_AIM OF THE TASK:_
Repeat each entry in the listing word for word.

_ENTRIES SUPPLIED:_
★ ★ ★ ★ ★
PR #2044, opened 2016-07-31
Move follow path task config

achretien:
Short Description:

We can now config FollowPath task in the task config node


TheSavior:
Thank you very much for this PR @achretien!

PR #2065, opened 2016-07-31
Output pokemon move name when catching

enjoy2000:
Short Description: 

Output pokemon move name when catching


knobunc:
Looks good to me!  Nice idea too.

surfaace:
:+1:

surfaace:
same as #2117, but that's more detailed

Nihisil:
In the current dev version we have information about pokemon moves inside Pokemon object.

So, if you want to print it when you catch a pokemon, you can do it easily with a new PR.

PR #2073, opened 2016-07-31
Better enforce rules about Pokemons to retain.

giomasce:
Rules about maximum CP and IV to transfer Pokemons are applied
also when keeping the best ones.

### DIFF
--- a/pokemongo_bot/cell_workers/transfer_pokemon.py
+++ b/pokemongo_bot/cell_workers/transfer_pokemon.py
@@ -41,7 +41,12 @@ class TransferPokemon(BaseTask):
                                 all_pokemons.remove(pokemon)
                                 best_pokemons.append(pokemon)
 
-                    if best_pokemons and all_pokemons:
+                    transfer_pokemons = [pokemon for pokemon in all_pokemons
+                                         if self.should_release_pokemon(pokemon_name,
+                                                                        pokemon['cp'],
+                                                                        pokemon['iv'])]
+
+                    if transfer_pokemons:
                         logger.log("Keep {} best {}, based on {}".format(len(best_pokemons),
                                                                          pokemon_name,
                                                                          order_criteria), "green")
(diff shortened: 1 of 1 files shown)


douglascamata:
@giomasce did you test?

giomasce:
I am using this change right now (three parallel bots) and it appears to work. It does what I expect it to do.

douglascamata:
👍

solderzzc:
👍

matrix14:
Can you explain how to use it? 

I want to have all pokemons above 500 CP, but when I have pokemon under 500CP i want to keep best.
Is it possible?

giomasce:
@matrix14 Yes, that is how it is meant to be used.I have this release rule:

    "any": {"release_below_cp": 400, "release_below_iv": 0.8, "logic": "or", "keep_best_iv": 2},

It means: always keep the best two Pokemons by IV. Release the others, but only if they are below 400 CP or 0.8 IV.

mzygmunt:
@giomasce I think the logic of this feature should be:
Release all Pokes if they are below 400 CP or 0.8 IV and keep only 2 by IV from the rest.

valerian:
@mzygmunt @giomasce 
The problem is that it's hard to interpret by simply reading the rule if you don't know how it's supposed to work in detail, and that's why I was told that such a feature wouldn't be done yet.
And then it was done anyway, and with a bug :/

mzygmunt:
@valerian Those features are important for account with 25 levels or above, when we want to catch a lot of good Pokes while XP'ing. I know that, the features might be difficult to be done without config complication, but I think, is worth spending it for bot progress.

bixuanzju:
@mzygmunt Reading from [here](https://github.com/PokemonGoF/PokemonGo-Bot/blob/dev/pokemongo_bot/cell_workers/transfer_pokemon.py#L17), @matrix14 is right about interpreting the logic: when you have both ""release_below_x" and "keep_best_x", the bot filters the best pokemons to keep, and then for the rest, apply the logic of "release_below_x" to decide the set of pokemons to release.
★ ★ ★ ★ ★
_SOLUTION FOR THIS TASK:_
PR #2044, opened 2016-07-31
Move follow path task config

achretien:
Short Description:

We can now config FollowPath task in the task config node


TheSavior:
Thank you very much for this PR @achretien!

PR #2065, opened 2016-07-31
Output pokemon move name when catching

enjoy2000:
Short Description: 

Output pokemon move name when catching


knobunc:
Looks good to me!  Nice idea too.

surfaace:
:+1:

surfaace:
same as #2117, but that's more detailed

Nihisil:
In the current dev version we have information about pokemon moves inside Pokemon object.

So, if you want to print it when you catch a pokemon, you can do it easily with a new PR.

PR #2073, opened 2016-07-31
Better enforce rules about Pokemons to retain.

giomasce:
Rules about maximum CP and IV to transfer Pokemons are applied
also when keeping the best ones.

### DIFF
--- a/pokemongo_bot/cell_workers/transfer_pokemon.py
+++ b/pokemongo_bot/cell_workers/transfer_pokemon.py
@@ -41,7 +41,12 @@ class TransferPokemon(BaseTask):
                                 all_pokemons.remove(pokemon)
                                 best_pokemons.append(pokemon)
 
-                    if best_pokemons and all_pokemons:
+                    transfer_pokemons = [pokemon for pokemon in all_pokemons
+                                         if self.should_release_pokemon(pokemon_name,
+                                                                        pokemon['cp'],
+                                                                        pokemon['iv'])]
+
+                    if transfer_pokemons:
                         logger.log("Keep {} best {}, based on {}".format(len(best_pokemons),
                                                                          pokemon_name,
                                                                          order_criteria), "green")
(diff shortened: 1 of 1 files shown)


douglascamata:
@giomasce did you test?

giomasce:
I am using this change right now (three parallel bots) and it appears to work. It does what I expect it to do.

douglascamata:
👍

solderzzc:
👍

matrix14:
Can you explain how to use it? 

I want to have all pokemons above 500 CP, but when I have pokemon under 500CP i want to keep best.
Is it possible?

giomasce:
@matrix14 Yes, that is how it is meant to be used.I have this release rule:

    "any": {"release_below_cp": 400, "release_below_iv": 0.8, "logic": "or", "keep_best_iv": 2},

It means: always keep the best two Pokemons by IV. Release the others, but only if they are below 400 CP or 0.8 IV.

mzygmunt:
@giomasce I think the logic of this feature should be:
Release all Pokes if they are below 400 CP or 0.8 IV and keep only 2 by IV from the rest.

valerian:
@mzygmunt @giomasce 
The problem is that it's hard to interpret by simply reading the rule if you don't know how it's supposed to work in detail, and that's why I was told that such a feature wouldn't be done yet.
And then it was done anyway, and with a bug :/

mzygmunt:
@valerian Those features are important for account with 25 levels or above, when we want to catch a lot of good Pokes while XP'ing. I know that, the features might be difficult to be done without config complication, but I think, is worth spending it for bot progress.

bixuanzju:
@mzygmunt Reading from [here](https://github.com/PokemonGoF/PokemonGo-Bot/blob/dev/pokemongo_bot/cell_workers/transfer_pokemon.py#L17), @matrix14 is right about interpreting the logic: when you have both ""release_below_x" and "keep_best_x", the bot filters the best pokemons to keep, and then for the rest, apply the logic of "release_below_x" to decide the set of pokemons to release.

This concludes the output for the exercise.